The Sentimen Evaluation of Customer Review in Las Vegas City Restaurants

Coursera - Data Science Capstone

by PozyPakya
2015

Introduction

The evaluation is about the sentiment analysis over the review and stars rating restaurant in the Last Vegas city.. The YELP dataset is very resourceful which provides the valuation criteria over 61,184 unique records for `business` , 1,569,264 records for `review` and 495,107 records for the `tips`. Two tables have been discarded for now ,which is `user` details and the `check-in` information.The GPS longitude and latitude available inside the `business` dataset which provides very useful information about its geolocation. The star value gives the feedback from the customer which might be `positive` , `negative` or `neutral`.This will tackle some of the questions such as 1) What is the `emotion type` that might contain inside the review and tips messages ? 2) What is the `most frequent words` or terms inside it ? 3) What is the impact to the ratings by `negative` , `neutral` or `neutral` polarity ?

Methods and Data

The dataset is obtained from the YELP website and extracted. The format for the dataset is in `JSON` . JSON need special techniques to parse and read from it. Apache Hive is the best component which is capable read this format. Since the dataset required to have a good machine in term of CPU and memory , we push this dataset to work inside Hadoop which Map-Reduce can be used as the framework for the filtering and cleaning over large size of the dataset. Hive is compatible to use scripting parameter similar to SQL and this is very suitable for speed up the entire development work.
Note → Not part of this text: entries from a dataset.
Issue #2466, opened 2019-01-04
Expose profile picture for federated authentication providers


christophgysin:
**Is your feature request related to a problem? Please describe.**
Using withAuthenticator with federated authentication, only name and email are exposed.

**Describe the solution you'd like**
Additionally, the profile picture url should also be exposed.

**Describe alternatives you've considered**
It's possible to fetch the image url manually after the user has logged in.

**Additional context**
Should be supported for
- [x] Google (#2467)
- [ ] Facebook (#4206)
- [x] Auth0 (#4329)

jordanranz:
This is a valid ask. Thanks for the PR. Would you like to PR for Facebook and Auth0 as well?

christophgysin:
Yes, I have commits for Facebook and Auth0, as well as exposing the email for the Amazon provider. These are not fully tested yet and lack tests. Will try to create PRs for those too.

evertson90:
Will this no longer be supported?

ericclemmons:
Finally closed via https://github.com/aws-amplify/amplify-js/pull/4206.  Thanks everone!

PR #4329, opened 2019-11-02
Auth0 profile image

christophgysin:
Issue #2466

Description of changes:
Return profile image url for Auth0 authentication provider.


alkurop:
picture should go as one of the attributes.
it's done in Cognito console / User Pools / Federation / Attribute mapping.
Hardcoding it does not seem like a good idea

christophgysin:
@alkurop Thanks for your feedback. Did you check the linked issue? This is equivalent to how Google authentication provider is implemented. If you disagree with the issue itself, please add a comment on the issue instead.

PR #4348, opened 2019-11-05
feat(@aws-amplify/ui-components): amplify-phone-field

sammartinez:
_Issue #, if available:_
[Delivers #169219518]
_Description of changes:_
* Add a phone field component
* Adjusted the Sign Up component to support the new phone field comp
* Add unit tests / e2e tests


packages/amplify-ui-components/src/components/amplify-country-dial-code/amplify-country-dial-code.tsx
```diff
@@ -4,17 +4,23 @@ import { CountryCodeDialOptions } from './amplify-country-dial-code-interface';
...
   @Prop() options: CountryCodeDialOptions = countryDialCodes;
+  /** The callback, called when the input is modified by the user. */
+  @Prop() handleInputChange?: (inputEvent: Event) => void;
 
   render() {
     return (
-      <amplify-select options={this.options} override-style={this.overrideStyle} />
+      <amplify-select
+        options={this.options}
+        override-style={this.overrideStyle}
```
ericclemmons: For JSX this should be `overrideStyle`.

packages/amplify-ui-components/src/components/amplify-examples/authenticator.tsx
```diff
@@ -2,7 +2,7 @@ import { h } from '@stencil/core';
 
 const Example1 = () => (
   <div>
-    <amplify-authenticator />
+    <amplify-authenticator initial-auth-state="signup" />
```
ericclemmons: `initialAuthState` when using JSX.

packages/amplify-ui-components/src/components/amplify-phone-field/amplify-phone-field.tsx
```diff
@@ -0,0 +1,49 @@
+import { Component, Prop, FunctionalComponent, h } from '@stencil/core';
+import { PHONE_SUFFIX, PHONE_LABEL, PHONE_PLACEHOLDER } from '../../common/constants';
+import { phoneField } from './amplify-phone-field.style';
+
+@Component({
+  tag: 'amplify-phone-field',
+  shadow: false,
```
ericclemmons: `shadow` defaults to `false`, so this can be removed:
> https://stenciljs.com/docs/component#component-options

sammartinez: For our components, we want to be explicit that have shadow set to false. Mainly to make it clear to customers that we don't have shadow set to true or false. Maybe can be a bigger convo with @jordanranz on this since this is in our components else where.

packages/amplify-ui-components/src/components/amplify-country-dial-code/amplify-country-dial-code.tsx
sammartinez: will adjust

packages/amplify-ui-components/src/components/amplify-examples/authenticator.tsx
sammartinez: strange that when I was trying to use `initialAuthState` prior it wasn't liking it. Let me adjust and see if its fine

ericclemmons: If Stencil renders both correctly, and the camelCase version is just the difference of TypeScript getting in the way, let's call this resolved and unblock the PR.

There are further improvements that can be done in a holistic audit, since several patterns need to be uplifted across the board.

packages/amplify-ui-components/src/components/amplify-phone-field/amplify-phone-field.tsx
ericclemmons: If customers have an expectation that web components = shadowed by default, this totally makes sense.

packages/amplify-ui-components/src/components/amplify-examples/authenticator.tsx
sammartinez: ended up removing this. Part of the reason was related to us using enums as part of the `initialAuthState`. So technically, for this example, we could import in the enum and utilize it. Since I was using this for just testing the sign up flow. Im gonna remove it for now.

ericclemmons: You're right, enums can be annoying with TypeScript: they tend to require casting or referencing anywhere they're used.

Going to mark this as resolved, since the most important piece is that the component renders correctly whether kebab-case or camelCase.

jordanranz:
Can you start using the title format:
`feat(@aws-amplify/ui-components): component-name`

packages/amplify-ui-components/src/components/amplify-phone-field/amplify-phone-field.tsx
jordanranz: If for some reason the default behavior was to change this would keep us safe.

packages/amplify-ui-components/src/components/amplify-select/amplify-select.style.ts
```diff
@@ -1,34 +1,29 @@
...
   box-sizing: border-box;
-  margin: 10px 0 10px 0;
   -webkit-appearance: none;
   -moz-appearance: none;
   appearance: none;
   flex-basis: auto;
-  width: 7%;
-  flex: 1;
+  width: fit-content;
+  height: 51px;
```
jordanranz: The general `select` should probably not have a static height. Curious why this is explicitly set

packages/amplify-ui-components/src/components/amplify-examples/authenticator.tsx
jordanranz: You can remove the initial auth state in the example.

packages/amplify-ui-components/src/components/amplify-sign-up/amplify-sign-up.tsx
```diff
@@ -60,37 +83,10 @@ export class AmplifySignUp {
   @State() username: string;
   @State() password: string;
   @State() email: string;
+  @State() country_dial_code_value: string = '+1';
```
jordanranz: I think we should migrate anything using `_` to camel case for consistency, unless there is a good reason for this.

packages/amplify-ui-components/src/components/amplify-country-dial-code/amplify-country-dial-code.tsx
```diff
@@ -4,17 +4,23 @@ import { CountryCodeDialOptions } from './amplify-country-dial-code-interface';
...
   @Prop() overrideStyle: boolean = false;
   /** The options of the country dial code select input. */
   @Prop() options: CountryCodeDialOptions = countryDialCodes;
+  /** The callback, called when the input is modified by the user. */
+  @Prop() handleInputChange?: (inputEvent: Event) => void;
 
   render() {
     return (
-      <amplify-select options={this.options} override-style={this.overrideStyle} />
+      <amplify-select
```
jordanranz: Let's have the fieldId for this set to a constant related to country code.

packages/amplify-ui-components/src/components/amplify-select/amplify-select.style.ts
```diff
@@ -1,34 +1,29 @@
...
+    linear-gradient(135deg, gray 50%, transparent 50%), linear-gradient(to right, #ccc, #ccc);
+  background-position: calc(100% - 20px) calc(1em + 8px), calc(100% - 15px) calc(1em + 8px), calc(100% - 2.5em) 0.5em;
+  background-size: 6px 5px, 6px 5px, 0px 1.5em;
   background-repeat: no-repeat;
-`;
\ No newline at end of file
+
+  :focus {
+    outline: none;
+    border-color: orange;
```
jordanranz: This should use a css var.

packages/amplify-ui-components/src/components/amplify-select/amplify-select.style.ts
```diff
@@ -1,34 +1,29 @@
 import { css } from 'emotion';
 
 export const select = css`
-  display: flex;
   padding: 14px;
   font-size: 14px;
   color: var(--deep-squid-ink);
   background-color: #fff;
```
jordanranz: Can we use a css var here.

packages/amplify-ui-components/src/components/amplify-sign-up/amplify-sign-up.tsx
jordanranz: Also, we should make `+1` a constant

packages/amplify-ui-components/src/components/amplify-sign-up/amplify-sign-up.tsx
```diff
@@ -104,7 +100,25 @@ export class AmplifySignUp {
...
+
+    if (name === SELECT_SUFFIX) {
+      this.country_dial_code_value = value;
+    }
+
+    if (name === PHONE_SUFFIX) {
+      this.phone_number_value = value;
+    }
+
+    /** By default, `+1` is set on the `country-dial-code` this will most likely need to be adjusted when a customer passes a different default on the `country-dial-code` */
```
jordanranz: Can we solve for this now. Maybe allow for a default dial code to be passed in as a prop.

packages/amplify-ui-components/src/components/amplify-sign-up/amplify-sign-up.tsx
jordanranz: We should set this to a default dial code prop and also make "+1" a constant.

packages/amplify-ui-components/src/components/amplify-examples/authenticator.tsx
sammartinez: Already removed

packages/amplify-ui-components/src/components/amplify-select/amplify-select.style.ts
sammartinez: This was pulled over from pre-exisiting css in the mono repo, let me look to remove the height

packages/amplify-ui-components/src/components/amplify-sign-up/amplify-sign-up.tsx
sammartinez: Sounds good, thought `State()` was the other way but can update as needed

packages/amplify-ui-components/src/components/amplify-select/amplify-select.style.ts
sammartinez: sounds good

packages/amplify-ui-components/src/components/amplify-select/amplify-select.style.ts
sammartinez: si

packages/amplify-ui-components/src/components/amplify-sign-up/amplify-sign-up.tsx
sammartinez: For parity, this is the state it is in when passing from SignUp in react. Can look into it at least

packages/amplify-ui-components/src/components/amplify-sign-up/amplify-sign-up.tsx
sammartinez: yup

packages/amplify-ui-components/src/components/amplify-country-dial-code/amplify-country-dial-code.tsx
sammartinez: So the default fieldId for the `select` component is set to select or the `SELECT_SUFFIX`. It is the similar pattern we have for other components like the `username`, `password`, etc. components. In the dom on the inputs themselves this leads to having the `fieldId` be the `name` on the input component. Im not sure changing to listen to the constant makes sense in this case especially if that'll change over time. WDTY?

packages/amplify-ui-components/src/components/amplify-sign-up/amplify-sign-up.tsx
jordanranz: I am saying just add default dial code as a prop and set the state to the prop. The default prop value will be "+1"

packages/amplify-ui-components/src/components/amplify-sign-up/amplify-sign-up.tsx
```diff
@@ -104,7 +101,25 @@ export class AmplifySignUp {
...
-    this.phone_number = event.target.value;
+    const name = event.target.name;
+    const value = event.target.value;
+
+    /** Cognito expects to have a string be passed when signing up. Since the Select input is separate
+     * input from the phone number input, we need to first capture both components values and combined
+     * them together.
+     */
+
+    if (name === SELECT_SUFFIX) {
```
jordanranz: Talked offline about a small rework of this. Just making a note.

packages/amplify-ui-components/src/components/amplify-select/amplify-select.tsx
```diff
@@ -17,20 +22,29 @@ export class AmplifySelect {
   /** The options of the select input. Must be an Array of Objects with an Object shape of {label: string, value: string|number} */
   @Prop() options: SelectOptionsString | SelectOptionsNumber = DEFAULT_SELECT_OPTION;
   /** Used for id field */
-  @Prop() fieldId: string;
+  @Prop() fieldId: string = SELECT_SUFFIX;
```
jordanranz: I don't think this should have a default.

sammartinez: Fair call, Ill remove

packages/amplify-ui-components/src/components/amplify-sign-up/amplify-sign-up.tsx
```diff
@@ -104,7 +100,30 @@ export class AmplifySignUp {
...
+
+    if (name === PHONE_SUFFIX) {
+      this.phoneNumber.phoneNumberValue = value;
+    }
+
+    return this.phoneNumber;
+  }
+
+  composePhoneNumberInput(phoneNumber: PhoneNumberInterface) {
+    return `${phoneNumber.countryDialCodeValue || COUNTRY_DIAL_CODE_DEFAULT}${phoneNumber.phoneNumberValue.replace(
```
jordanranz: I understand this is what was in the React package but can we clean this up. Also curious what happens if `phoneNumberValue` is null

packages/amplify-ui-components/src/components/amplify-select/amplify-select.style.ts
jordanranz: Can we achieve this with padding?

packages/amplify-ui-components/src/components/amplify-sign-up/amplify-sign-up.tsx
sammartinez: I believe this will be on more of the validation. If phone is null, Cognito will return an error stating the at the format of the phone number is invalid. WDTY about a TODO to add validation in for this?

sammartinez: adjusted based on our feedback

packages/amplify-ui-components/src/common/constants.ts
```diff
@@ -29,6 +29,11 @@ export const CODE_PLACEHOLDER = 'Enter code';
 export const SEND_CODE = 'Send Code';
 export const CONFIRM = 'Confirm';
 
+// Phone common constants
+export const PHONE_SUFFIX = 'phone';
+export const PHONE_LABEL = 'Phone Number *';
+export const PHONE_PLACEHOLDER = '5555555555';
```
jordanranz: Can we make the placeholder (555) 555-1212

PR #4358, opened 2019-11-07
feat: enable watch mode for builds

Amplifiyer:
_Issue #, if available:_ NA

### New watch mode
Enable building the library with watch mode. Following options are possible now
* Build and watch a sub package. Run command `npx lerna exec --scope @aws-amplify/<package> yarn build:esm:watch` OR `yarn run build:esm:watch --scope @aws-amplify/<package>` 
* Build and watch the whole library. Run command `yarn build:esm:watch` from root workspace. This enables packages that export ES modules to enter in watch mode, for other packages, the existing mechanism to watch the builds remains. This will also ensure that if a downstream package is changed, all it's upstream dependencies will be built incrementally.

### Other improvements
  * Stream the log output of builds and test of sub packages in real time when executing commands from root.
  * Enable incremental build to improve the build times and 

### Caveats
 * Running `yarn build:esm:watch` ignores the topological order to build the packages, hence a full build is required before running this command from the root.
 * Running `yarn build:cjs:watch` from the root will build and start watch mode for all the packages, however there won't be cascading builds for consumers as is the case in `yarn build:esm:watch`.
 * aws-amplify-angular doesn't get built when a downstream package is changed when running the watch mode from root. Possibly because of https://github.com/angular/angular-cli/issues/13941
 * Watch mode only works for modules output and not for webpack bundles. Hence only modules in lib and lib-esm for cjs and esm respectively will be built and updated in the watch mode and not the dist or bundles.


scripts/build.js
```diff
@@ -116,8 +169,8 @@ async function buildES5() {
 
 	compilerOptions = ts.convertCompilerOptionsFromJson(compilerOptions);
 	const include = [pkgSrcDir];
-	console.log(`Using the typescript compiler options:`);
-	console.log(compilerOptions);
+	console.debug(`Using the typescript compiler options:`);
+	console.debug(compilerOptions);
```
ericclemmons: When running, there's a significant amount of noise from these statements.  Here's a fraction of what I'm seeing:

```
@aws-amplify/storage: Using the typescript compiler options:
@aws-amplify/storage: {
@aws-amplify/storage:   options: {
@aws-amplify/storage:     noImplicitAny: false,
@aws-amplify/storage:     lib: [
@aws-amplify/storage:       'lib.dom.d.ts',
@aws-amplify/storage:       'lib.es2017.d.ts',
@aws-amplify/storage:       'lib.es2018.asynciterable.d.ts'
@aws-amplify/storage:     ],
@aws-amplify/storage:     jsx: undefined,
@aws-amplify/storage:     sourceMap: true,
@aws-amplify/storage:     target: 1,
@aws-amplify/storage:     module: 5,
@aws-amplify/storage:     moduleResolution: 2,
@aws-amplify/storage:     declaration: true,
@aws-amplify/storage:     noEmitOnError: true,
@aws-amplify/storage:     incremental: true,
@aws-amplify/storage:     tsBuildInfoFile: '/Users/ecclemm/Projects/ericclemmons/amplify-js/packages/storage/lib-esm/.tsbuildinfo',
@aws-amplify/storage:     typeRoots: [
@aws-amplify/storage:       '/Users/ecclemm/Projects/ericclemmons/amplify-js/node_modules/@types',
@aws-amplify/storage:       '/Users/ecclemm/Projects/ericclemmons/amplify-js/packages/storage/node_modules/@types'
@aws-amplify/storage:     ],
@aws-amplify/storage:     types: [ 'node' ],
@aws-amplify/storage:     outDir: '/Users/ecclemm/Projects/ericclemmons/amplify-js/packages/storage/lib-esm'
@aws-amplify/storage:   },
@aws-amplify/storage:   errors: []
@aws-amplify/storage: }
@aws-amplify/storage: Files to be transpiled by tsc:
@aws-amplify/storage: [
@aws-amplify/storage:   '/Users/ecclemm/Projects/ericclemmons/amplify-js/packages/storage/src/Storage.ts',
@aws-amplify/storage:   '/Users/ecclemm/Projects/ericclemmons/amplify-js/packages/storage/src/index.ts',
@aws-amplify/storage:   '/Users/ecclemm/Projects/ericclemmons/amplify-js/packages/storage/src/Providers/AWSS3Provider.ts',
@aws-amplify/storage:   '/Users/ecclemm/Projects/ericclemmons/amplify-js/packages/storage/src/Providers/index.ts',
@aws-amplify/storage:   '/Users/ecclemm/Projects/ericclemmons/amplify-js/packages/storage/src/types/Provider.ts',
@aws-amplify/storage:   '/Users/ecclemm/Projects/ericclemmons/amplify-js/packages/storage/src/types/Storage.ts',
@aws-amplify/storage:   '/Users/ecclemm/Projects/ericclemmons/amplify-js/packages/storage/src/types/index.ts'
@aws-amplify/storage: ]
@aws-amplify/storage: message TS6031: Starting compilation in watch mode...
```

I'd recommend removing this, or leveraging [debug](https://www.npmjs.com/package/debug) to log it behind an environment variable. (e.g. `DEBUG=amplify:*`)

scripts/build.js
```diff
@@ -95,7 +107,46 @@ function tsc(fileNames, options) {
...
+		ts.sys,
+		createProgram,
+		reportErrorDiagnostic,
+		reportWatchStatusChanged,
+		null
+	);
+
+	// `createWatchProgram` creates an initial program, watches files, and updates
+	// the program over time.
+	ts.createWatchProgram(host);
```
ericclemmons: This is good!  It's not often you see TypeScript being used programmatically 💪

scripts/build.js
```diff
@@ -95,7 +107,46 @@ function tsc(fileNames, options) {
...
+	console.error(
+		'Error',
+		diagnostic.code,
+		':',
+		ts.flattenDiagnosticMessageText(
+			diagnostic.messageText,
+			formatHost.getNewLine()
+		)
+	);
+}
```
ericclemmons: Is there more information available in the `diagnostic` object?  (Ideally an equivalent to `error.stacktrace`)

I introduced a syntax error to `Storage.ts` and only got:

```
@aws-amplify/storage: message TS6032: File change detected. Starting incremental compilation...
@aws-amplify/storage: Error 2304 : Cannot find name 'howdy'.
@aws-amplify/storage: Error 1005 : ';' expected.
@aws-amplify/storage: Error 2304 : Cannot find name 'there'.
@aws-amplify/storage: message TS6194: Found 4 errors. Watching for file changes.
```

TypeScript's linter in VS Code seems aware of both the file & the line/col numbers:

```js
{
	"resource": "/Users/ecclemm/Projects/ericclemmons/amplify-js/packages/storage/src/Storage.ts",
	"owner": "typescript",
	"code": "2304",
	"severity": 8,
	"message": "Cannot find name 'howdy'.",
	"source": "ts",
	"startLineNumber": 20,
	"startColumn": 1,
	"endLineNumber": 20,
	"endColumn": 6
}
```

packages/auth/package.json
```diff
@@ -16,6 +16,8 @@
     "build-with-test": "npm test && npm run build",
     "build:cjs": "node ./build es5 && webpack && webpack --config ./webpack.config.dev.js",
     "build:esm": "node ./build es6",
+    "build:cjs:watch": "node ./build es5 --watch",
+    "build:esm:watch": "node ./build es6 --watch",
```
ericclemmons: There's an opportunity in the future to introduce a `"private": true"` package (e.g. `amplify-scripts`) such that we don't need to reference `../../scripts/build` within all of our packages, but instead run `amplify-scripts build es6 --watch`.

(Think of it like `react-scripts`, but for internal use)

Not needed for this PR, but will help hoist dependencies & build complexity out of individual packages. ✨

Amplifiyer:
> @Amplifiyer This is great! A fantastic DX improvement that I was able to validate locally:
> 
>     1. `hub pr checkout 4358`
> 
>     2. `yarn clean`
> 
>     3. `yarn build:esm:watch`
> 
>     4. 🎉
> 
> 
> There are some DX opportunities that can be made within this PR or as a follow-on.
> 
> For merging, I would like to see https://github.com/aws-amplify/amplify-js/wiki/Local-Development updated to include these updated steps (including changes to `yarn link`, if any). (In addition, I believe that wiki page should be folded into `CONTRIBUTING.md`, to keep with open-source conventions.)
> 
> Again, fantastic work @Amplifiyer! 🌮 (Vegetarian with tempeh)

Thanks @ericclemmons, yes my next follow up is to update the wiki and good point on updating the `CONTRIBUTING.md`. Loved the tempeh 🌮!

scripts/build.js
Amplifiyer: I agree, I tried to change the log to `console.debug()` but that didn't work and I somehow thought something was wrong with my console. I'll look into debug.

scripts/build.js
Amplifiyer: Unfortunately I couldn't find a stack trace in the diagnostic object. there is a start and the length for the token that is invalid which is what vscode uses to mark the error in IDE, but without a lot of parsing, it's difficult to get the line number and column from that.

iartemiev:
Great job, Praveen! I can't wait to start using this!

I am having some trouble with utilizing the resulting package in a sample app though, maybe I'm missing a step?

Here are the steps I took:

1. `hub pr checkout 4358`, made sure I'm in the root
2. `yarn clean`
3. `yarn build:esm:watch` --> all packages build successfully and are watching for changes
4. From another terminal tab: `yarn link-all` --> success


Sample app:

Contains App.js with
```
import Amplify, { Analytics } from 'aws-amplify';
...
```
Running commands:
1. `yarn remove aws-amplify` to remove the package that was installed originally via npm
2. `yarn link aws-amplify`
3. `yarn start`

Result:

> Failed to compile.
> 
> Error in /Users/ivan/dev/work/amplify-js/packages/aws-amplify/index.js
> Module not found: ./dist/aws-amplify.js in /Users/ivan/dev/work/amplify-js/packages/aws-amplify
> 
>  @ /Users/ivan/dev/work/amplify-js/packages/aws-amplify/index.js 6:18-50

scripts/build.js
ericclemmons: You're right, apparently the properties aren't immediately available on the `diagnostic`.

Based on the wiki, would this work?

```js
      let message = ts.flattenDiagnosticMessageText(diagnostic.messageText, "\n");
      if (diagnostic.file) {
        let { line, character } = diagnostic.file.getLineAndCharacterOfPosition(
          diagnostic.start!
        );
        console.log(
          `  Error ${diagnostic.file.fileName} (${line + 1},${character +
            1}): ${message}`
        );
      } else {
        console.log(`  Error: ${message}`);
      }
```

scripts/build.js
ericclemmons: `console.debug` is an alias for `console.log`:
> https://github.com/nodejs/node/blob/master/lib/internal/console/constructor.js#L582-L585

(IIRC, its for parity with the browsers' `console` object)

We could use our internal `Logger`, but it would need to a way to support changing level threshold from `process.env`:
> https://aws-amplify.github.io/docs/js/logger#setting-logging-levels

Amplifiyer: I tried with the `winston` logger, so far it's working good, but changing the log level would require changing it in the script or perhaps I could pass it as a command line switch to build command. With our internal logger, is there a way to change the log level on command line so node picks it up?

scripts/build.js
Amplifiyer: yes, I realized it later that I was using this for regular builds. I refactored to use this for both types of build.

scripts/build.js
ericclemmons: @Amplifiyer Since this is a CLI script, we can probably do it safely in `scripts/build.js`:

```js
const logger = new Logger('build', process.env.LOG_LEVEL)
```

`Logger` defaults to `WARN`, so this should clean up logs by default, and give us an escape hatch for seeing debug messages via `LOG_LEVEL=DEBUG yarn build`:

> https://github.com/aws-amplify/amplify-js/blob/f37cff7a099b9f2463239b971e6bbefef7d204c9/packages/core/src/Logger/ConsoleLogger.ts#L36

Honestly, this PR is such an improvement already I'm totally cool with shipping & adding to it as DX optimization!

Amplifiyer: The reason I didn't end up using our own logger was because it's in core package which is most likely not built when we are using it in the script and our src is in typescript and our script is in nodejs :(

But good point on using process.env.LOG_LEVEL variable, I added it in the winston logger.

Hive also support for the complex data type and `STRUCT` is used to handle the JSON complex type for the table creation inside Hive . All the reviews and tips messages is filtered by removing the `numbers`,`symbols` and `unnecessary spaces` using R. A `Naive Bayes` algorithm classifies each review message into subjectivity and polarity from the input. A subjectivity indicates the words are strongly or weakly subjective and the polarity indicates the weather the words are expressing a `positive` , `negative` or `neutral` sentiment.

Results

The results from the analysis we can summarize by plotting the heatmap of the message size inside the map of Las Vegas restaurant. We concluded that the message is more focus in the area of Fountains of Bellagio along the S Las Vegas Blvd road. This road is the main highway in Las Vegas and there is a lot of casinos along it.The red area is the central area of the review messages. Major comments all over the year since 2004 is focused in that area. The location seems very strategic and it is only 2.5 miles from the McCarran International Airport. Most people will stay in this area and enjoyed the food before they have their flight or after they arrive here.

Discussion

The issue of using such real data in this situation raises several significant questions such as :-

  • How to determine the extent of limited demographic information, data frequency, the privacy concerns of Yelp users and harsh message that might be censored by YELP administration.
  • Accessing and processing method due to increasingly for larger datasets. Some algorithm like Random Forest required high iteration and processing.
  • Assuring a sample's diversity by implementing feature selection and optimal ratio selection for training and testing dataset for prediction in the future.
  • Authentication or validation of the reviewer's identity, to reduce or eliminate bias in the reviewer comments so all the information is genuinely entered and the analysis result can be trusted.